Feilschen um F-16-Kampfjets

Ankara will seit 2021 bis zu 40 neue US-Kampfjets vom Typ F-16, ein Mehrzweckkampfflugzeug aus Produktion des US-Rüstungskonzerns Lockheed Martin, und Modernisierungspakete für Flugzeuge im Bestand der türkischen Luftstreitkräfte kaufen.

F-16-Kampfjet der U.S. Air Force
Reuters/Paulo Whitaker
Die Türkei spielt die Karte F-16 in Verhandlungen über den NATO-Beitritt Schwedens

Bisher kam der Deal allerdings nicht zustande. US-Präsident Joe Biden unterstützt das rund 20 Mrd. Dollar (rund 18,6 Mrd.
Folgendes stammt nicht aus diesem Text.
PR #3338, opened 2025-07-24
bake: Support preservation of `.git` directory for remote context

marxarelli:
(updated implementation)

When a remote Git URL is used with `buildx bake`, `.git` directories are
always omitted (see `bake.ReadRemoteFiles`).

Targets that rely on the default bake context should still be able to
change this behavior by passing the `BUILDKIT_CONTEXT_KEEP_GIT_DIR=1`
build argument. Check for this argument and skip the use of the bake
context state if the value is set to true.

---

(original implementation)

When a remote URL is used with `buildx bake`, the resulting remote context is reused as the default main context of bake targets. Git remote contexts are handled using `dockerui.DetectGitContext` which accepts a `keepGitDir` argument and uses that for the `llb.KeepGitDir` Git source option.

Prior to this change, the value for `keepGitDir` was hardcoded as `false`, resulting in a main context for targets that never retains the `.git` directory from the cloned repo even where
`BUILDKIT_CONTEXT_KEEP_GIT_DIR` is defined as a build argument in a bake target definition.

Support preservation of the `.git` directory in main target contexts when using `buildx bake` with remote Git URLs via a new environment variable `BUILDX_BAKE_KEEP_GIT_DIR`. This mirrors the behavior of `BUILDKIT_CONTEXT_KEEP_GIT_DIR` for build targets and is keeping with the convention of other environment variables that effect remote bake contexts such as `BUILD_BAKE_GIT_SSH`.

Note that for a target to retain the `.git` directory, both the `BUILDX_BAKE_KEEP_GIT_DIR` environment variable and `BUILDKIT_CONTEXT_KEEP_GIT_DIR` build argument must be set to a true value, the latter being specific to each target that inherits the remote Git context.

### DIFF
--- a/bake/bake.go
+++ b/bake/bake.go
@@ -1274,7 +1274,7 @@ func TargetsToBuildOpt(m map[string]*Target, inp *Input) (map[string]build.Optio
 	return m2, nil
 }
 
-func updateContext(t *build.Inputs, inp *Input) {
+func updateContext(t *build.Inputs, inp *Input, target *Target) {
 	if inp == nil || inp.State == nil {
 		return
 	}
@@ -1282,6 +1282,7 @@ func updateContext(t *build.Inputs, inp *Input) {
 	for k, v := range t.NamedContexts {
 		if v.Path == "." {
 			t.NamedContexts[k] = build.NamedContext{Path: inp.URL}
+			continue
 		}
 		if strings.HasPrefix(v.Path, "cwd://") || strings.HasPrefix(v.Path, "target:") || strings.HasPrefix(v.Path, "docker-image:") {
 			continue
@@ -1303,6 +1304,16 @@ func updateContext(t *build.Inputs, inp *Input) {
 	if build.IsRemoteURL(t.ContextPath) {
 		return
 	}
+
+	// If the target includes a BUILDKIT_CONTEXT_KEEP_GIT_DIR=1 build argument,
+	// do not reuse the bake context state as it never keeps the .git directory
+	// (see ReadRemoteFiles).
+	if v, ok := target.Args["BUILDKIT_CONTEXT_KEEP_GIT_DIR"]; ok && v != nil {
+		if keepGitDir, err := strconv.ParseBool(*v); err == nil && keepGitDir {
+			return
+		}
+	}
+
 	st := llb.Scratch().File(
 		llb.Copy(*inp.State, t.ContextPath, "/", &llb.CopyInfo{
 			CopyDirContentsOnly: true,
@@ -1383,7 +1394,7 @@ func toBuildOpt(t *Target, inp *Input) (*build.Options, error) {
 	if t.DockerfileInline != nil {
 		bi.DockerfileInline = *t.DockerfileInline
 	}
-	updateContext(&bi, inp)
+	updateContext(&bi, inp, t)
 	if v, ok := strings.CutPrefix(bi.DockerfilePath, "cwd://"); ok {
 		// If Dockerfile is local for a remote invocation, we first check if
 		// it's not outside the working directory and then resolve it to an
--- a/tests/bake.go
+++ b/tests/bake.go
@@ -46,6 +46,7 @@ var bakeTests = []func(t *testing.T, sb integration.Sandbox){
 	testBakeRemote,
 	testBakeRemoteAuth,
 	testBakeRemoteCmdContext,
+	testBakeRemoteKeepGitDir,
 	testBakeRemoteLocalOverride,
 	testBakeLocalCwdOverride,
 	testBakeRemoteCmdContextOverride,
@@ -489,6 +490,42 @@ EOT
 	require.NoError(t, err, out)
 
 	require.FileExists(t, filepath.Join(dirDest, "foo"))
+	require.NoDirExists(t, filepath.Join(dirDest, ".git"))
+}
+
+func testBakeRemoteKeepGitDir(t *testing.T, sb integration.Sandbox) {
+	bakefile := []byte(`
+target "default" {
+	args = {
+		BUILDKIT_CONTEXT_KEEP_GIT_DIR = "1"
+	}
+	dockerfile-inline = <<EOT
+FROM scratch
+COPY . .
+EOT
+}
+`)
+	dir := tmpdir(
+		t,
+		fstest.CreateFile("docker-bake.hcl", bakefile, 0600),
+	)
+	dirDest := t.TempDir()
+
+	git, err := gitutil.New(gitutil.WithWorkingDir(dir))
+	require.NoError(t, err)
+
+	gittestutil.GitInit(git, t)
+	gittestutil.GitAdd(git, t, "docker-bake.hcl")
+	gittestutil.GitCommit(git, t, "initial commit")
+	require.DirExists(t, filepath.Join(dir, ".git"))
+	addr := gittestutil.GitServeHTTP(git, t)
+
+	out, err := bakeCmd(sb, withDir(dir),
+		withArgs(addr, "--set", "*.output=type=local,dest="+dirDest),
+	)
+	require.NoError(t, err, out)
+
+	require.DirExists(t, filepath.Join(dirDest, ".git"))
 }
 
 func testBakeRemoteAuth(t *testing.T, sb integration.Sandbox) {


marxarelli:
@tonistiigi for your review.

Note that this still requires folks to know about the additional environment variable. An alternative approach that might be less surprising to users but less efficient by default, would be to always keep git directories on the remote bake context. In that case, the `BUILDKIT_CONTEXT_KEEP_GIT_DIR` build argument for individual targets would work as (I originally) expected without having to know about the additional environment variable.

I'm happy to refactor if you think that's a better approach.

tonistiigi (commented):
Isn't this supposed to come from the bake definition itself. `ReadRemoteFiles` itself should never need git dir, but after it has read the bake definition and it has been parsed it could detect that the target set `BUILDKIT_CONTEXT_KEEP_GIT_DIR` build arg and in that case switch the `inp.State` over to the one that has git dir enabled?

Euro) schwere Geschäft, es gibt allerdings Einwände aus dem Kongress – nicht nur, weil Ankara bei der Ratifizierung des schwedischen Beitrittsgesuchs zur NATO auf der Bremse steht, sondern etwa auch wegen der Menschenrechtssituation in der Türkei.

„Ich habe auch ein Parlament“

Nun macht Erdogan Druck und die Zustimmung der Türkei zu einem schwedischen NATO-Beitritt ziemlich deutlich von der Bewilligung der F-16 aus den USA abhängig. Die Vereinigten Staaten sagten, dass sie „in der F-16-Frage erst dann etwas unternehmen werden, wenn der Kongress sie genehmigt hat, aber ich habe auch ein Parlament“, erklärte Erdogan am Freitag. Wenn Washington „gleichzeitig und solidarisch“ seinen Beitrag leiste, werde das Parlament in Ankara das Gleiche tun.